Delegation that prevents silent failure
Most of my early problems in multi project agencies weren’t people forgetting tasks, they were people silently not understanding what was actually theirs. An item tagged “team task” without someone’s face on it will sit there forever. The fix was obvious but painful to enforce: one task, one owner. If multiple people have to be involved, I break it into multiple tasks. Yes, it doubles my list of tasks. But at least each task ends up done.
I also started adding a simple status tag like “waiting on” or “ready for review.” Before that, I would get pings: “Is this still with you or is it my turn?” That back and forth wasted more time than just tagging it clearly in the first place.
Managing multiple client expectations
Internally we can survive with messy boards for a little while, but the client output is what matters. For multi project setups, setting shared expectations upfront actually saved me from meltdowns later. I used to promise clients updates every Friday, until I realized three clients meant writing three Friday emails back to back. Horrible. Over time I switched to staggering them—one on Tuesday, one on Wednesday, one on Friday. Same rhythm for me, but space to breathe.
When a client insists they need daily updates, I push them to accept a view-only link from the project tool. That way they can check whenever without burning me out writing recaps. Some people resist at first, but once they see tasks moving in real time, they let go of the extra emails.

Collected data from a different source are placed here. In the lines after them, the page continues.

PR #19131, opened 2025-07-14
Expose a library's Resource Loader, allow a user to "subset" it

DHowett:
This pull request elevates ScopedResourceLoader to the API surface of LibraryResources, which will allow any library resource consumer to directly interact with its resource loader.

One of those new interactions is to make a sub-context with a specific narrowed-down qualifier. Like this:

```c++
auto englishOnlyLoader = GetLibraryResourceLoader().WithQualifier(L"language", L"en-us");
/* auto foo = */ englishOnlyLoader.GetLocalizedString(USES_RESOURCE(L"AppName"));
```

### DIFF
--- a/src/cascadia/WinRTUtils/ScopedResourceLoader.cpp
+++ b/src/cascadia/WinRTUtils/ScopedResourceLoader.cpp
@@ -50,7 +50,7 @@ bool ScopedResourceLoader::HasResourceWithName(const std::wstring_view resourceN
 ScopedResourceLoader::ScopedResourceLoader(winrt::Windows::ApplicationModel::Resources::Core::ResourceMap map, winrt::Windows::ApplicationModel::Resources::Core::ResourceContext context) :
     _resourceMap{ std::move(map) }, _resourceContext{ std::move(context) } {}
 
-ScopedResourceLoader ScopedResourceLoader::WithQualifier(const std::wstring_view qualifierName, const std::wstring_view qualifierValue) const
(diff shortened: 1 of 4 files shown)


src/cascadia/WinRTUtils/ScopedResourceLoader.cpp
```diff
@@ -46,3 +46,14 @@ bool ScopedResourceLoader::HasResourceWithName(const std::wstring_view resourceN
 {
     return _resourceMap.HasKey(resourceName);
 }
+
+ScopedResourceLoader::ScopedResourceLoader(winrt::Windows::ApplicationModel::Resources::Core::ResourceMap map, winrt::Windows::ApplicationModel::Resources::Core::ResourceContext context) :
+    _resourceMap{ std::move(map) }, _resourceContext{ std::move(context) } {}
+
+ScopedResourceLoader ScopedResourceLoader::WithQualifier(const std::wstring_view qualifierName, const std::wstring_view qualifierValue) const
```
lhecker: Should we use zwstring_view here to prevent any unintended string-slices from being passed accidentally?

DHowett: done

lhecker (approved):

DHowett:
the downside is that this does allow people to circumvent the resource _protections_, but... on the whole, we should trust ourselves not to mess it up :P

PR #19132, opened 2025-07-15
Remove WinRT composition (inheritance) from PaletteItem

DHowett:
Right now, we construct **two objects** for every palette item: the
derived type and the base type. It's unnnecessary.

This pull request replaces WinRT composition with a good old-fashioned
`enum ThingType`.

This also removes many of our palette items from our IDL. The only ones
that are necessary to expose via our WinRT API surface are the ones that
are used in XAML documents.

I originally removed the caching for `Command.Name`, but it turns out
that something calls `Name` roughly 17 times **per command** and having
the generator running that often is a serious waste of CPU.

## Validation Steps
- [x] Tab Switcher still live-updates when it is in use
- [x] Command searching still works
- [x] Commandline mode still works
- [x] Suggestions control still works

### DIFF
--- a/src/cascadia/TerminalApp/BasePaletteItem.h
+++ b/src/cascadia/TerminalApp/BasePaletteItem.h
@@ -13,19 +13,32 @@ namespace winrt::TerminalApp::implementation
 
         Windows::UI::Xaml::Controls::IconElement ResolvedIcon()
         {
-            const auto icon = Microsoft::Terminal::UI::IconPathConverter::IconWUX(static_cast<T*>(this)->Icon());
-            icon.Width(16);
-            icon.Height(16);
-            return icon;
+            const auto icon{ static_cast<T*>(this)->Icon() };
+            if (!_resolvedIcon && !icon.empty())
+            {
+                const auto resolvedIcon{ Microsoft::Terminal::UI::IconPathConverter::IconWUX(icon) };
+                resolvedIcon.Width(16);
+                resolvedIcon.Height(16);
+                _resolvedIcon = resolvedIcon;
+            }
+            return _resolvedIcon;
         }
 
         til::property_changed_event PropertyChanged;
 
     protected:
-        template<typename... Ts>
-        void BaseRaisePropertyChanged(Ts&&... args)
+        void BaseRaisePropertyChanged(wil::zwstring_view property)
         {
-            PropertyChanged.raise(std::forward<Ts>(args)...);
+            PropertyChanged.raise(*static_cast<T*>(this), winrt::Windows::UI::Xaml::Data::PropertyChangedEventArgs{ property });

Using automation without losing control
Zapier, Make, whatever tool you use—these things save time until the moment they stop working. I had a Zap set up to create new tasks from client form submissions, and one morning none of them showed up. Zero. The clients thought we were ignoring them. Turns out, my Zap exceeded the task limit and Zapier just quietly froze it. No warning email I could find, nothing.
I now run a test task every Monday: I submit a test form and check if it makes it into our board. If not, I catch it before clients notice. That small ritual is now built into my Monday routine with coffee. I cannot stress this enough—always assume your automations will silently break sooner or later. Run manual spot checks.
Quick fixes when things spin out
At least once a month, our neat multi project system falls apart in some corner. Files in the wrong Drives, teammate on vacation with incomplete handoff, Zap glitch. I keep a “triage checklist” for these moments:
– First, identify the single most urgent client item stuck.
– Move THAT into the main hub manually.
– Notify anyone waiting on it immediately.
– Worry about the rest after the fire is contained.
Basically, when I panic, I grab the burning piece of wood before thinking about the entire forest :P. It does mean some things get messy, but clients see problems solved fast, and I can clean later when pressure drops.
Scaling without more headaches
The dream is to add more clients without the chaos growing equally. My current system uses one tool as the single hub, strict one owner per task rules, dual calendars (macro and micro), and color coding. On top of that I keep the Monday automation check. It’s not perfect, but it holds up. The unglamorous truth is scaling is mostly about enforcing boring rules over and over. Every time I’m tempted to break one “just this once,” I already know it will come back to haunt me.
If you want to poke around software options, a straightforward place to look is Trello, ClickUp, or even Notion at notion.so. They all serve the same core job once you pick your setup—what matters far more is whether your team treats one of them as the one source of truth.
Sometimes, I look at my setup and think it’s still duct tape holding pipes together, but the fact that fires get caught faster now tells me it’s at least the right duct tape.